# N scale light posts



## Butterball52113 (Jan 28, 2015)

Hi all - I'm thinking of adding some lights/light posts to my sons layout. What do you all suggest or recommend? What do I need to look for? Certain voltage? Type of light bulbs? I really just want something easy - add to his layout to add a neat lighting effect at night. Is there a maximum qty, voltage? Just wire all to accessory post on power supply? Buy from store on line or how about these lots of like 20 lights selling on ebay? I don't care about period correctness or just scale. Thank you!


----------



## DonR (Oct 18, 2012)

It's not gonna be that easy in N scale.

I built my HO street lights using two sizes
of brass tubing. The tube is used as one
electrical conductor, the other side is by
a tiny wire pulled thru it. The large tube
was the vertical, the smaller, an arm soldered
on that is out
over the street holding the hanging bulb
and shade.

I used 2mm incandescent bulbs, 1.5 volts ea.
ac or dc. and wired them in series, eight
lights @ 1.5 = 12 volts so no resistor was
needed. 

You'll have to look closely along the street.









Don


----------



## shaygetz (Sep 23, 2007)

I picked up mine clearanced at Hobby Lobby for about 25 cent each, Model Powers I believe...a bit oversized but adequate for the job, still haven't wired them in yet...sigh...


----------



## Cycleops (Dec 6, 2014)

For N you could use the surface mount LEDs but they are very tiny!


----------



## Butterball52113 (Jan 28, 2015)

Would something like these work? 









These delicate model street lights are mainly used in teaching, photography, and various kinds of scene model. Each of them is completed with wires and has double heads, which can be lighten with 6V power. Light up your model layout with this great model lamppost!

Decsription:

A pack of 20pcs model street lights lamppost
Each has double heads, completed with wires and bulbs 
Mainly used to decorate your model layout 
Voltage: 6V 
Scale: 1:150
Height: Approx: 7cm 
Material: Plastic 
Main Color: White 
Each lamp has 4 wires altogether. When you connect these wires with the power, please connect two long wires with one end and connect the rest two short wires with another end.


----------



## spookshow (Jun 5, 2015)

Miniatronics makes several different styles of N scale streetlights. And although very nice looking, they are a bit spendy as compared to the Model Power (et al) stuff.
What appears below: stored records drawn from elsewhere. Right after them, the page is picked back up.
PR #1946, opened 2020-04-22
Clean up tool supports multiple yaml locations

chaodaiG:
Expand it's capacity so it's easier to support prow, staging prow, and build cluster boskos resource defs

/assign chizhg
/cc chizhg


chizhg:
> Expand it's capacity so it's easier to support prow, staging prow, and build cluster boskos resource defs
> 
> /assign chizhg
> /cc chizhg

We won't need boskos on the Prow cluster after the migration is done, I think. 

/lgtm

PR #1956, opened 2020-04-23
Fixing staging Prow: don't use build cluster

chaodaiG:
Auto config updater failed in the past few days, this caused by all staging Prow jobs were pointing to build cluster and they don't have access to the build cluster.

/assign chizhg
/cc chizhg

/hold
There is a potential race condition between the current auto bumping PR https://github.com/knative-prow-robot/test-infra/pull/35 and the PR kicked off by this PR


chaodaiG:
Closed https://github.com/knative-prow-robot/test-infra/pull/35 manually, so there is no problem of race condition

/unhold

PR #1976, opened 2020-04-27
run_go_tool always install/update the go tool

chizhg:
1. When developers run the script on local, they may get different result with the CI run as `run_go_tool` will not `get` or `install` the tool if it already exists, thus can possibly have different version of tools. This PR changes to always `get` or `install` the tool. The side effect should be minor as `go get` will not do anything if it's already the latest version.

2. A few other cleanups, including removing `githubhelper` tool and modifying the `Dockerfile` headers.

/cc @chaodaiG


images/backups/Dockerfile
```diff
@@ -15,7 +15,6 @@
 FROM gcr.io/go-containerregistry/gcrane as gcrane
 
 FROM gcr.io/cloud-builders/gcloud-slim
-LABEL maintainer "Jon Johnson <jonjohnson@google.com>"
```
chaodaiG, line 18: should there be an alternative maintainer?

images/prow-tests/Dockerfile
```diff
@@ -59,13 +58,3 @@ RUN ko version > /ko_version
 # Extra tools through gem
 RUN gem install mixlib-config -v 2.2.4  # required because ruby is 2.1
 RUN gem install mdl -v 0.5  # required because later version of mdl requires ruby >= 2.4
-
```
chaodaiG, line 62: This can only be done when all repos relying on githubhelper are using latest test-infra. Do we know whether this is done already? How about release branches?

chaodaiG:
Generally ok with me, would like to point out the implication here: this change means all the tools consumed by `go install` need to be backward compatible

chizhg:
> implication

That's already the case without this change, as the when the job is run by Prow, the tools will always be installed as the latest version as they do not exist in the prow-tests image.  But yeah, I agree that we need a better versioning story for this tool.

images/prow-tests/Dockerfile
chizhg: You are right, it cannot be deleted as release branches are still having it. Reverted the change.
Thanks for pointing it out!

images/backups/Dockerfile
chizhg: `maintainer` is not required in the Dockerfile.  Or we can use the team email if you think we really need one?

chaodaiG:
/lgtm

Since Jon is no longer part of Knative, it doesn't make much sense still list him as maintainer. We can decide what to do with backup image later

coryrc:
This change makes it nearly impossible to test a custom version of the tool and will screw up the workspace of anyone who runs it and builds their own version

chizhg:
> This change makes it nearly impossible to test a custom version of the tool and will screw up the workspace of anyone who runs it and builds their own version

This will be using the same version as run by Prow. At the first place why would developers want to use a different version of tools as CI to run their tests?

coryrc:
Because I'm developing a patch for `ko` and have my own version installed; if I'm also debugging a problem in Knative my version gets blown away.

A test flow should not be arbitrarily modifying my workstation. But that's why we discussed running tests with docker.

For my layout, I went with these frosted globe style lamps (72-010-02) -










The "accessory" output on most model railroad style power supplies cranks out way too much voltage to light tiny little 1.5 volt bulbs such as these, so you'd need to get a low voltage power supply to light them. What I would recommend is one of these LM2596 step-down power converter modules (currently available for about three bucks on eBay) -










Output voltage is adjustable all the way down to 1.25V. Input is from a standard "wall wart" type of power supply (a 4 volt / 2 amp supply would be sufficient to light 60-70 bulbs of this type). If you keep the voltage a bit lower than the rating of the bulbs (say, 1.3V), they should last virtually forever.

Cheers,
-Mark


----------



## MRLdave (Nov 1, 2011)

I've used some of those EBAY lights on NTRAK modules. They light well, and are relatively easy to install. The LED versions don't draw too much power either. I lit about 30 with a transformer/power supply from a cordless phone (12 volt 1000 mill amp). They are also available in a variety of styles. Only downside is they are 1:150 so they are a little oversize...........I doubt your son will notice. No one has ever commented on them at any of our setups.


----------



## Butterball52113 (Jan 28, 2015)

Thanks all - I appreciate the info and help! I think I'm going to hold off on this addition for now.


----------



## Butterball52113 (Jan 28, 2015)

*Eazy peezy lighting*

Hey guys - I know most of you are "serious" modelers...me and my son (so far) are not...we just like playing with trains. I want to share with anyone interested in cheap, easy to install building /accent lighting - found these at Hobby Lobby for like $7.00. 

I think they look great & definitely made my son say "wow" at night!


----------



## bpiperjr (Dec 12, 2011)

I bought these. They come with a resistor. They are cheap and look great.

http://www.ebay.com/itm/LYM24-10pcs...227?pt=LH_DefaultDomain_0&hash=item3cebfd4e83


----------



## grashley (Aug 27, 2015)

Being the tightwad I am, I refused to pay $8 or more per light for street lights. I prefer to buy American when I can, but... I got my lights on E Bay for just over $1 each (10 for $13 if I remember correctly), and they had many styles. I use an old, no longer used cell phone charger with the correct resistor to power the LED lights. They look great, and did not break the bank.


----------